『まぶたが腫れている、できものができている…』といった症状は当院でも頻繁にきかれる相談です。今回はこの『まぶたのできもの』のうち、腫瘍性のものに焦点を当ててお話していきます。
犬では目にできる腫瘍の大部分が眼瞼、つまりまぶたにできる腫瘍です。その約8割が良性といわれています。一方で、猫ではまぶたの腫瘍の発生率は犬よりも低いですが、その約9割が悪性腫瘍であると言われています。
○猫の眼瞼腫瘍
『扁平上皮癌』は猫で最も多く見られる眼瞼腫瘍です。特に白色の猫での発生が多いと言われています。この腫瘍は周囲の眼瞼や結膜へ炎症を引き起こすことが多く、手術を行う際には広い範囲を切除する必要があります。遠隔の臓器へ転移することは稀ですが、近くのリンパ節へ転移する例は少なくありません。
『肥満細胞腫』は皮膚にできる腫瘍として発生率が高く、眼瞼の皮膚にも発生します。この腫瘍は他の眼瞼腫瘍に比べて、発症年齢が低いとの報告もあります。眼瞼にできる肥満細胞腫は悪性腫瘍ではありますがその悪性度は低いことが多く、手術による切除後の経過はほとんどの例で良好です。
これらの他にも、『リンパ腫』や『血管肉腫』、『アポクリン囊腫』などの腫瘍が猫で発生が報告されています。中でもアポクリン嚢腫は、眼瞼にあるアポクリン腺から発生する良性の腫瘍で、ペルシャでの例が多いと報告されています。切除することはできますが、再発することが多く注意が必要です。
○腫瘍の診断と治療
眼瞼腫瘍は、その見た目の特徴と『病理組織検査』によって診断されます。例えば、腫瘍の部分が潰瘍になっているのか、境界が明確かどうか、単一なのか複数できているのか、などの特徴も診断や、その後の治療のヒントとなります。
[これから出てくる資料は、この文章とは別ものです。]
Issue #3324, opened 2019-09-19
`sel` fails confusingly or silently when a dimension name matches an optional argument


gwgundersen:
Given that many Xarray methods accept `dict` or keyword arguments, this may effect other methods. That said, here is a minimal example with `sel`.

#### Minimal example

If I want to select based on a dimension named `method`, I cannot because Xarray thinks `method` is the `method` argument to `sel`:

```python
>>> da1 = xr.DataArray(range(3), dims=['method'], coords={'method': range(3)})
>>> da1
<xarray.DataArray (method: 3)>
array([0, 1, 2])
Coordinates:
  * method   (method) int64 0 1 2
>>> da1.sel(method=0)
...
TypeError: ``method`` must be a string
```

And if the `method` dimension has string labels, this fails silently:

```python
>>> da2 = xr.DataArray(range(3), dims=['method'], coords={'method': list('abc')})
>>> da2.sel(method='a')
<xarray.DataArray (method: 3)>
array([0, 1, 2])
Coordinates:
  * method   (method) <U1 'a' 'b' 'c'
```

#### Expected Output

I think raising a `ValueError` and providing a clarifying error message is the right call, but maybe the maintainers have a different opinion. At the very least, it seems like Xarray could note that the `DataArray` instance has a dimension that matches one of the function arguments and ask the user to use `dict`-like arguments if required.

I imagine a general error handling function could be written to check this for any function and `DataArray` pair.

max-sixty:
Yes, agree this isn't ideal. One of the great qualities of xarray is the code we write in exploration also works in production, and this behavior violates some of that.
I'd vote for a warning as getting some of the way to a solution

FWIW passing a dict to these methods will work, if you want complete dependability

gwgundersen:
What if I create a PR with a function in `utils` that takes an array and a list of keyword arguments, and warns the user if the array has any of the keyword arguments as dimensions. The warning can suggest using a `dict`.

dcherian:
+1. Though I prefer raising a more informative over raising a warning.

max-sixty:
> +1. Though I prefer raising a more informative over raising a warning.

Raising an error?

dcherian:
Yes. fat fingers on mobile :)

max-sixty:
Yes I agree, on reflection

shoyer:
[...]

PR #3336, opened 2019-09-24
Provide better error message when dimension name matches argument

gwgundersen:
WIP PR for https://github.com/pydata/xarray/issues/3324. Since `either_dict_or_kwargs` is called 57 times, I don't want to modify every function call without a preliminary review. My main question is if using `locals()` at the top of each function is considered acceptable. Of course, if `locals()` is called _after_ some local variables are created, this code could raise an error when no conflict exists. But explicitly passing in the function argument names in all 57 functions seems brittle. I'd appreciate any thoughts on the PR before I modify all the functions and write some tests.

### DIFF
--- a/xarray/core/dataset.py
+++ b/xarray/core/dataset.py
@@ -1999,7 +1999,11 @@ class Dataset(Mapping, ImplementsDatasetReduce, DataWithCoords):
         Dataset.isel
         DataArray.sel
         """
-        indexers = either_dict_or_kwargs(indexers, indexers_kwargs, "sel")
+        func_args = set(locals().keys())
+        dims = set(self.dims)
+        indexers = either_dict_or_kwargs(
+            indexers, indexers_kwargs, "sel", func_args=func_args, dims=dims
+        )
         pos_indexers, new_indexes = remap_label_indexers(
             self, indexers=indexers, method=method, tolerance=tolerance
         )
--- a/xarray/core/utils.py
+++ b/xarray/core/utils.py
@@ -249,7 +249,16 @@ def either_dict_or_kwargs(
     pos_kwargs: Optional[Mapping[Hashable, T]],
     kw_kwargs: Mapping[str, T],
     func_name: str,
+    func_args: Any = None,
+    dims: Any = None,
 ) -> Mapping[Hashable, T]:
+    if func_args is not None:
+        inter = func_args.intersection(dims)
+        if inter:
+            raise ValueError(
+                "the dimension name '%s' matches an argument "
+                "to .%s" % (inter.pop(), func_name)
+            )
     if pos_kwargs is not None:
         if not is_dict_like(pos_kwargs):
             raise ValueError(


max-sixty:
That's a clever approach. It's a bit magic, but maybe the right tradeoff. Are there any performance implications?

I agree with @gwgundersen re writing each item out being impractical, unless we're only doing for `sel` & `isel`. 

Any broader thoughts re the need to apply to all methods, vs this sort of magic?

xarray/core/utils.py
```diff
@@ -249,7 +249,16 @@ def either_dict_or_kwargs(
...
     func_name: str,
+    func_args: Any = None,
+    dims: Any = None,
 ) -> Mapping[Hashable, T]:
+    if func_args is not None:
+        inter = func_args.intersection(dims)
+        if inter:
+            raise ValueError(
+                "the dimension name '%s' matches an argument "
+                "to .%s" % (inter.pop(), func_name)
```
dcherian: "Please pass a dictionary to avoid this conflict." or something similar?

xarray/core/dataset.py
```diff
@@ -1999,7 +1999,11 @@ def sel(
         Dataset.isel
         DataArray.sel
         """
-        indexers = either_dict_or_kwargs(indexers, indexers_kwargs, "sel")
+        func_args = set(locals().keys())
+        dims = set(self.dims)
+        indexers = either_dict_or_kwargs(
```
dcherian: I think the magic is OK for the convenience; but is there a better way than `locals()`? Like `inspect`?

xarray/core/utils.py
gwgundersen: Yes, will do.

xarray/core/dataset.py
gwgundersen: So this works

```python
func_args = set(inspect.signature(self.sel).parameters)
```

and is less brittle than `locals()` without much function-specific overhead. `either_dict_or_kwargs` could even take `self.sel` as an argument, and call `inspect` itself. I did a basic performance test, and `locals()` is 1/100th of a second faster on average.

---

That said, do we want to _not_ raise an error on something like this?

```python
arr = xr.DataArray(np.random.random((100, 10)),
                   dims=['foo', 'method'],
                   coords={
                       'foo': range(100),
                       'method': range(10)
                   })
 arr.sel(foo=range(0, 100, 2))
```

My current implementation will raise an error because while the user did not pass in a value for `method`, it is still a function parameter. One way to address this is something like

```python
locals_ = locals()
params = inspect.signature(self.sel).parameters
func_args = {p for p in params if locals_[p] != params[p].default}
```

but now we're getting even more complicated.

max-sixty:
>  I did a basic performance test, and locals() is 1/100th of a second faster on average.

Do you know what the absolute numbers are? i.e. how much performance penalty does the faster routine introduce?

max-sixty:
Another alternative is a decorator that can encapsulate some of this meta-programming (could also do the work of `either_dict_or_kwargs`)

But if we're only doing this for a couple of methods, I would advocate we just write out the keywords. I know it's a bit of a inelegant defeat, but it's pythonic. 

`sel` & `isel` are probably more important than the others

@shoyer do you have thoughts re encapsulation vs magic?

gwgundersen:
I'm almost done with classes and am happy to return to this if there is any interest. I don't want to design something brittle, though, and would love some guidance.

max-sixty:
@gwgundersen I'm really sorry to have kept you waiting, especially after this PR and the others strong ones you've recently done. I temporarily paused my xarray oversight while I came up to speed with a new job and let this drop.

@dcherian any chance you could take a glance? Otherwise I'll look properly this weekend. Thanks.

xarray/core/dataset.py
dcherian: I don't know what to do here. Perhaps @crusaderky has some ideas?

crusaderky: It seems like it's seriously overengineered to me. You really shouldn't be using inspect.signature when you're dealing with a single, hardcoded function...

腫瘍の一部を採取して、検査をすることができれば治療方針や切除範囲を決めるうえで役に立ちます。特に猫の眼瞼腫瘍は犬に比べて悪性のものが多いため、腫瘍切除の前に検査をしその結果を元に切除範囲を決定するケースもあります。
○当院での眼瞼腫瘍の症例
写真の猫ちゃんは、上のまぶたに数ミリのできものが出来ている、とのことで来院されました。
(来院時の写真、まぶたの上にできものがあるのが分かります)
この症例では、できものが小さくなったり再発したりを数ヶ月の周期で繰り返しているということも、特徴の一つでした。手術によってこのできものを切除し病理検査を行った結果、細胞の形態やその増殖の仕方などから、『肥満細胞腫』と判断されました。肥満細胞腫は悪性の腫瘍ではありますが、今回のケースでは腫瘍自体が小さかったことや、増えていた細胞の悪性度が低かったことなどから、切除後に悪さをする可能性は低いと判断されました。この猫ちゃんは、腫瘍が再発しないかをチェックしながら、定期的に経過を観察しています。